When my severely autistic son was high school age, the local public school system offered him a placement at the high school. I remember feeling the swell of hope in my throat as I met with the administrators. Nat ... at the high school, one of the best in the country! Up until then, Nat had attended private autism programs most of his school career because there were no district-based programs for him. Born in 1989, Nat was at the beginning of the huge autism wave that was to come. His childhood had been very lonely, with few options. I had been swallowing down dreams of inclusion for my firstborn for so many years.

I went to that team meeting expecting it to be pro forma: Of course I wanted this for Nat. But as the meeting progressed, my heart sank. This was not a placement I could accept for my son, who was enrolled in a year-round program at his private school and was just beginning vocational training—training that was hands-on, in the community, real-life, working with a job coach. The high school program, on the other hand, had no vocational program to show me. "It is individualized," they explained to me. But how could I sign on to something so ill-defined when certainty, prediction, and preparedness are a lifeline for so many autistic students, including my son? The school system ended up sending Nat back to his private school for five more years, to the tune of around $80,000 a year in public school dollars.

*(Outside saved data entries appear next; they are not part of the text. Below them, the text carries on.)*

PR #11659, opened 2025-08-13
[azsdk-cli] make package check an enum

l0lawrence:


tools/azsdk-cli/Azure.Sdk.Tools.Cli/Tools/CheckAllTool/PackageCheckTool.cs
```diff
@@ -37,9 +37,9 @@ public override Command GetCommand()
             Command command = new("run-checks", "Run validation checks for SDK packages");
             command.AddOption(SharedOptions.PackagePath);
             
-            var checkTypeOption = new Option<string>(
+            var checkTypeOption = new Option<PackageCheckType>(
```
l0lawrence: re- Sameeksha's comment, do we want a default value here?

timovv: I guess if it defaults to all that could make sense. Can't think of any other sane default value, but also running all checks by default doesn't feel great since that could take a long time (so perhaps should be opt-in).

Generally I think of flags starting with `--` as optional; having one as required feels weird. If we require people specify the check I would rather see it as a subcommand e.g. `azsdk check changelog`

tools/azsdk-cli/Azure.Sdk.Tools.Cli/Models/PackageCheckType.cs
```diff
@@ -0,0 +1,22 @@
+namespace Azure.Sdk.Tools.Cli.Models;
+
+/// <summary>
+/// Defines the types of validation checks that can be run on SDK packages.
+/// </summary>
+public enum PackageCheckType
```
timovv:
```suggestion
public enum PackageCheckName
```

Nit, maybe `PackageCheckName` would be a little clearer? At first glance, this name made me think that each enum value represented a category of checks and that there would be multiple checks of each type. Might just be me though

timovv (approved):

richardpark-msft:
@l0lawrence, I can approve it but you have to move it out of draft and stand by your work (and signal to me that it's really ready)

tools/azsdk-cli/Azure.Sdk.Tools.Cli/Tools/CheckAllTool/PackageCheckTool.cs
l0lawrence: yah thats fair, we have another issue task for the command naming

timovv (approved):

tools/azsdk-cli/Azure.Sdk.Tools.Cli/Models/PackageCheckName.cs
```diff
@@ -0,0 +1,22 @@
...
+    /// </summary>
+    All,
+    
+    /// <summary>
+    /// Run changelog validation check.
+    /// </summary>
+    Changelog,
+    
+    /// <summary>
+    /// Run dependency analysis check.
```
richardpark-msft, line 19: Not for this PR, but I'd like to get a better idea of what this means. I don't think it translates 1:1 with other languages - perhaps it's very clear in Python what that means.

tools/azsdk-cli/Azure.Sdk.Tools.Cli/Models/PackageCheckName.cs
```diff
@@ -0,0 +1,22 @@
+namespace Azure.Sdk.Tools.Cli.Models;
+
+/// <summary>
+/// Defines the types of validation checks that can be run on SDK packages.
+/// </summary>
+public enum PackageCheckName
+{
```
richardpark-msft, line 7:
```suggestion
public enum PackageCheckType
{
```

richardpark-msft: (it's not a _name_, that I can tell?)

richardpark-msft (approved):

tools/azsdk-cli/Azure.Sdk.Tools.Cli/Models/PackageCheckName.cs
l0lawrence: It is different per lang we have a work item from the design meeting for each lang to figure out what it means for them -- we can update the description as we implement

tools/azsdk-cli/Azure.Sdk.Tools.Cli/Models/PackageCheckName.cs
l0lawrence: I was leaning name because each checkName could contain different check types depending on the language (like formatCode is black for python but could be eslint or something for js) that might be overthinking it will circle back as I add more checks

As a former school committee member, I know that the lack of adequate vocational training is not uncommon in our country's high schools. So what happens to the kids not bound for four-year colleges? Especially the students with severe special needs, who perhaps more than anyone need to learn skills for a demanding, intolerant world—a world in which social programs and supports are being cut to the bone. The number of opportunities for guys like Nat is little to none. In my state, as well as many others, if someone like Nat is going to work in the world, he will have to qualify for Medicaid waiver money through the state department of developmental services so that he can obtain a job coach. And then he'll have to...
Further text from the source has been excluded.